Pour aller au boulot, à l’école ou chez les copains, j’utilise principalement mes pieds. Pieds qui parfois s’enfargent, non pas dans les fleurs du tapis, mais dans les lignes du trottoir. Ben voyons donc, comment tu fais ça?, me diras-tu. Eh bien, j’arrive à accomplir l’exploit en regardant droit dans l’œil de la bête; mon téléphone. Mon petit objet de communications, de distractions, de fuites, et bien plus encore! Ce petit machin qui, pour une raison qui m’échappe encore, retient toute mon attention, pendant beaucoup trop d’heures parmi les petits 24 heures qui tissent mes jours. Ça, (pour ne pas l’appeler PennyWise…), crée de la diversion à mes ennuis, à mes peines, à mes colères, et puis aussi, comme tu le sais maintenant, aux craques dans le béton.
Pour tout te dire, le plus triste dans cette réalité, ce n’est pas mes égratignures de maladroite qui s’est souvent plantée, parce qu’étourdie par la technologie, mais plutôt le fait que la technologie nous éloigne ainsi. Quand j’ose délaisser l’écran pour regarder la vie qui se meut autour de moi, je fais de biens mornes constats. En tant qu’individu, je me rends compte que je suis très centrée sur moi-même et que les personnes qui m’entourent le sont également. Nous avons tous les yeux rivés sur la lumière, celle de notre écran. Pour moi, il est devenu un bouclier, surtout face aux regards des autres et aux jugements qu’ils peuvent contenir. Je me protège à l’aide de la chose, je m’en fais une alliée de taille. Malgré sa petitesse, elle en prend large, et ça me fait du bien. Si le téléphone, outil d’évitement par excellence, nous procure une satisfaction éphémère, je crois qu’il est aussi notre ennemi. Il nous éblouit par sa lumière, nous en aveugle. Par conséquent, il nous trouble la vue des étincelles des humains qui, réels, ici et maintenant, sont si près de nous, avec nous. Nous sommes pourtant si loin les uns des autres à cause de cette barrière numérique. Imagine le grand feu qui pourrait s’allumer si nous étions plus attentifs entre nous… un feu de joie, d’entraide, de croissance personnelle…

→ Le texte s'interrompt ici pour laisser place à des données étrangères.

PR #525, opened 2024-09-20
SL-667: Auto enrollment in the Pregnancy Program from a form

mogoodrich:
(set program outcome)


cioan (approved):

Je vois donc en notre arme de destruction massive, destruction massive de masses lassées et divisées, oui, une chouette amie pour se divertir, mais aussi, une amie possessive qui peut nous éloigner dangereusement de l’essentiel. Pense-y: imagine si tous les jours, tu te tenais avec ta chum de party, tu serais sûrement exténuée, éloignée de tes amis qui t’apportent de l’écoute et de l’enrichissement, de tes passions, bref, de tout ce qui te fait grandir comme personne. Penses-y: la chum de party pis toi, à chaque jour en pleine fiesta. C’est pas bon pour la santé, ça. C’est pareil pour ton cell, faut que tu t’en éloignes un peu de temps en temps pour aller voir ton monde. Pour te refaire une santé.
Alors, qu’est-ce que t’attends pour te désarmer?